**What to do**
Count every line below containing "that"; state the number only.

- Opening Delimiter -

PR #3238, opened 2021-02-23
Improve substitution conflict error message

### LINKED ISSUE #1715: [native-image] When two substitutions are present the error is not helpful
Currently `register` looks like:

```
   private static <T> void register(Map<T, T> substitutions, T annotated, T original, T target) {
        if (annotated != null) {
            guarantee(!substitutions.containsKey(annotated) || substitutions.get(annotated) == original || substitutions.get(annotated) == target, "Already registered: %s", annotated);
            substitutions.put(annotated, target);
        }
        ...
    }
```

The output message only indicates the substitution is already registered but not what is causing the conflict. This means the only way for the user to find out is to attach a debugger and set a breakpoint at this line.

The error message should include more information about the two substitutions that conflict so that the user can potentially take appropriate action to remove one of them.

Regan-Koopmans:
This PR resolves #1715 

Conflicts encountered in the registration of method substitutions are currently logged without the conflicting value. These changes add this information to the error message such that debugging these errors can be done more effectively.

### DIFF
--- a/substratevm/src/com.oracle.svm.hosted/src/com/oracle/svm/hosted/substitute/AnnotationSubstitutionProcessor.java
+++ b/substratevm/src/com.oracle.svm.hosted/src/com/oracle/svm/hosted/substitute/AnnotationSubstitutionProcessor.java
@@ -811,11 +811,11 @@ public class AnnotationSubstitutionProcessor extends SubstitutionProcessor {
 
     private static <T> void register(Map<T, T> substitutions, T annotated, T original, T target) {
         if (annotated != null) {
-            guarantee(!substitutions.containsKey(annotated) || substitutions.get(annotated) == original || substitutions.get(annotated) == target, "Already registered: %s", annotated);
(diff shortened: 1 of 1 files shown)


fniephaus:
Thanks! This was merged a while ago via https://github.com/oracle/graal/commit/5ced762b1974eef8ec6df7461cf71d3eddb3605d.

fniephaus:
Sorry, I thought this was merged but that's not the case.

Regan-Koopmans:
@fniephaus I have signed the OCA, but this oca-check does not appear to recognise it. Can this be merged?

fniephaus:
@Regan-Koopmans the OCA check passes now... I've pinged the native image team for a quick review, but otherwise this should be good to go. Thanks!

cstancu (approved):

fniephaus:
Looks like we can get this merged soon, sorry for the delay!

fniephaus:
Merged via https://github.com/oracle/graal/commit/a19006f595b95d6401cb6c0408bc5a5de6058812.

- Closing Delimiter -
- Opening Delimiter -

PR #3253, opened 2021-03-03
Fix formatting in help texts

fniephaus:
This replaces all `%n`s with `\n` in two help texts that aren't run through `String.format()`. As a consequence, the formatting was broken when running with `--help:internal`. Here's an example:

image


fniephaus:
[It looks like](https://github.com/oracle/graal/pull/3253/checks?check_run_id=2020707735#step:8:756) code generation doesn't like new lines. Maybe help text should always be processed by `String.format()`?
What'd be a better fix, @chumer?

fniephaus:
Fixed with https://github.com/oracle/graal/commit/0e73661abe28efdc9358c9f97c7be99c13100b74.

- Closing Delimiter -

**Exercise output**
4